TO DO:
Return every line of the data exactly as it stands.

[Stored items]

PR #4875, opened 2025-05-21
KTOR-8162: Generate version catalogs

osipxd:
**Subsystem**
Infrastructure

**Motivation**
[KTOR-8162](https://youtrack.jetbrains.com/issue/KTOR-8162) Support Version Catalog

**Solution**
Added a new project `ktor-version-catalog`, which generates a catalog containing all the published projects.

There are two parts I don't like:
1. Gradle doesn't provide a lazy API for defining a version catalog, so we have to use hacks.
2. I didn't come up with a good way of normalizing of library alias. Currently, it is normalized using a map and it is error-prone if we add a new project requiring alias normalization.

The TOML file is provided only for review. I will delete if before merging.


ktor-version-catalog/build/version-catalog/libs.versions.toml
```diff
@@ -0,0 +1,125 @@
...
+client-curl = {group = "io.ktor", name = "ktor-client-curl", version.ref = "ktor" }
+client-darwin = {group = "io.ktor", name = "ktor-client-darwin", version.ref = "ktor" }
+client-darwin-legacy = {group = "io.ktor", name = "ktor-client-darwin-legacy", version.ref = "ktor" }
+client-encoding = {group = "io.ktor", name = "ktor-client-encoding", version.ref = "ktor" }
+client-gson = {group = "io.ktor", name = "ktor-client-gson", version.ref = "ktor" }
+client-ios = {group = "io.ktor", name = "ktor-client-ios", version.ref = "ktor" }
+client-jackson = {group = "io.ktor", name = "ktor-client-jackson", version.ref = "ktor" }
+client-java = {group = "io.ktor", name = "ktor-client-java", version.ref = "ktor" }
+client-jetty = {group = "io.ktor", name = "ktor-client-jetty", version.ref = "ktor" }
+client-jetty-jakarta = {group = "io.ktor", name = "ktor-client-jetty-jakarta", version.ref = "ktor" }
```
osipxd, line 32: Should we assign alias `client-jetty` to `ktor-client-jetty-jakarta` and create something like `client-jetty-legacy` for `ktor-client-jetty`?

ktor-version-catalog/build/version-catalog/libs.versions.toml
```diff
@@ -0,0 +1,125 @@
...
+server-tomcat = {group = "io.ktor", name = "ktor-server-tomcat", version.ref = "ktor" }
+server-tomcat-jakarta = {group = "io.ktor", name = "ktor-server-tomcat-jakarta", version.ref = "ktor" }
+server-velocity = {group = "io.ktor", name = "ktor-server-velocity", version.ref = "ktor" }
+server-webjars = {group = "io.ktor", name = "ktor-server-webjars", version.ref = "ktor" }
+server-websockets = {group = "io.ktor", name = "ktor-server-websockets", version.ref = "ktor" }
+sse = {group = "io.ktor", name = "ktor-sse", version.ref = "ktor" }
+testDispatcher = {group = "io.ktor", name = "ktor-test-dispatcher", version.ref = "ktor" }
+utils = {group = "io.ktor", name = "ktor-utils", version.ref = "ktor" }
+websocket-serialization = {group = "io.ktor", name = "ktor-websocket-serialization", version.ref = "ktor" }
+websockets = {group = "io.ktor", name = "ktor-websockets", version.ref = "ktor" }
```
osipxd, line 121: We can also create an alias `websockets-serialization` pointing to `ktor-websocket-serialization`. (Probably this project was named without `s` at the end by a mistake)

ktor-version-catalog/build.gradle.kts
```diff
@@ -0,0 +1,84 @@
...
+        "server-http-redirect" to "server-httpRedirect",
+        "server-method-override" to "server-methodOverride",
+        "server-partial-content" to "server-partialContent",
+        "server-rate-limit" to "server-rateLimit",
+        "server-request-validation" to "server-requestValidation",
+        "server-status-pages" to "server-statusPages",
+        "server-test-host" to "server-testHost",
+        "test-dispatcher" to "testDispatcher",
+    )
+}
```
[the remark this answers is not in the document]
osipxd: I'd also like to use an algorithmic approach, but it there is one problem. Not all aliases should be translated to camel case. For example `server-caching-headers` should be, because `cachingHeaders` is a plugin name. But `server-metrics-micrometer` shouldn't because we also have `server-metrics` and hierarchy makes sense here.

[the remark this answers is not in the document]
osipxd: I've managed to fix this in recent commits

ktor-version-catalog/build/version-catalog/libs.versions.toml
bjhham: Yeah I'd support that.  The shortened artifact name being the deprecated one is confusing enough for folks, this ought to make the choice a little easier.  Would also need to be applied for the server engine.

bjhham (approved):
Nice!  Do you think we ought to advise using the version catalog for new projects and/or update the project generator?

osipxd:
> Do you think we ought to advise using the version catalog for new projects and/or update the project generator?

Yes. It was the next step in my plan — to update the generator.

SOLUTION TO THE EXERCISE:
PR #4875, opened 2025-05-21
KTOR-8162: Generate version catalogs

osipxd:
**Subsystem**
Infrastructure

**Motivation**
[KTOR-8162](https://youtrack.jetbrains.com/issue/KTOR-8162) Support Version Catalog

**Solution**
Added a new project `ktor-version-catalog`, which generates a catalog containing all the published projects.

There are two parts I don't like:
1. Gradle doesn't provide a lazy API for defining a version catalog, so we have to use hacks.
2. I didn't come up with a good way of normalizing of library alias. Currently, it is normalized using a map and it is error-prone if we add a new project requiring alias normalization.

The TOML file is provided only for review. I will delete if before merging.


ktor-version-catalog/build/version-catalog/libs.versions.toml
```diff
@@ -0,0 +1,125 @@
...
+client-curl = {group = "io.ktor", name = "ktor-client-curl", version.ref = "ktor" }
+client-darwin = {group = "io.ktor", name = "ktor-client-darwin", version.ref = "ktor" }
+client-darwin-legacy = {group = "io.ktor", name = "ktor-client-darwin-legacy", version.ref = "ktor" }
+client-encoding = {group = "io.ktor", name = "ktor-client-encoding", version.ref = "ktor" }
+client-gson = {group = "io.ktor", name = "ktor-client-gson", version.ref = "ktor" }
+client-ios = {group = "io.ktor", name = "ktor-client-ios", version.ref = "ktor" }
+client-jackson = {group = "io.ktor", name = "ktor-client-jackson", version.ref = "ktor" }
+client-java = {group = "io.ktor", name = "ktor-client-java", version.ref = "ktor" }
+client-jetty = {group = "io.ktor", name = "ktor-client-jetty", version.ref = "ktor" }
+client-jetty-jakarta = {group = "io.ktor", name = "ktor-client-jetty-jakarta", version.ref = "ktor" }
```
osipxd, line 32: Should we assign alias `client-jetty` to `ktor-client-jetty-jakarta` and create something like `client-jetty-legacy` for `ktor-client-jetty`?

ktor-version-catalog/build/version-catalog/libs.versions.toml
```diff
@@ -0,0 +1,125 @@
...
+server-tomcat = {group = "io.ktor", name = "ktor-server-tomcat", version.ref = "ktor" }
+server-tomcat-jakarta = {group = "io.ktor", name = "ktor-server-tomcat-jakarta", version.ref = "ktor" }
+server-velocity = {group = "io.ktor", name = "ktor-server-velocity", version.ref = "ktor" }
+server-webjars = {group = "io.ktor", name = "ktor-server-webjars", version.ref = "ktor" }
+server-websockets = {group = "io.ktor", name = "ktor-server-websockets", version.ref = "ktor" }
+sse = {group = "io.ktor", name = "ktor-sse", version.ref = "ktor" }
+testDispatcher = {group = "io.ktor", name = "ktor-test-dispatcher", version.ref = "ktor" }
+utils = {group = "io.ktor", name = "ktor-utils", version.ref = "ktor" }
+websocket-serialization = {group = "io.ktor", name = "ktor-websocket-serialization", version.ref = "ktor" }
+websockets = {group = "io.ktor", name = "ktor-websockets", version.ref = "ktor" }
```
osipxd, line 121: We can also create an alias `websockets-serialization` pointing to `ktor-websocket-serialization`. (Probably this project was named without `s` at the end by a mistake)

ktor-version-catalog/build.gradle.kts
```diff
@@ -0,0 +1,84 @@
...
+        "server-http-redirect" to "server-httpRedirect",
+        "server-method-override" to "server-methodOverride",
+        "server-partial-content" to "server-partialContent",
+        "server-rate-limit" to "server-rateLimit",
+        "server-request-validation" to "server-requestValidation",
+        "server-status-pages" to "server-statusPages",
+        "server-test-host" to "server-testHost",
+        "test-dispatcher" to "testDispatcher",
+    )
+}
```
[the remark this answers is not in the document]
osipxd: I'd also like to use an algorithmic approach, but it there is one problem. Not all aliases should be translated to camel case. For example `server-caching-headers` should be, because `cachingHeaders` is a plugin name. But `server-metrics-micrometer` shouldn't because we also have `server-metrics` and hierarchy makes sense here.

[the remark this answers is not in the document]
osipxd: I've managed to fix this in recent commits

ktor-version-catalog/build/version-catalog/libs.versions.toml
bjhham: Yeah I'd support that.  The shortened artifact name being the deprecated one is confusing enough for folks, this ought to make the choice a little easier.  Would also need to be applied for the server engine.

bjhham (approved):
Nice!  Do you think we ought to advise using the version catalog for new projects and/or update the project generator?

osipxd:
> Do you think we ought to advise using the version catalog for new projects and/or update the project generator?

Yes. It was the next step in my plan — to update the generator.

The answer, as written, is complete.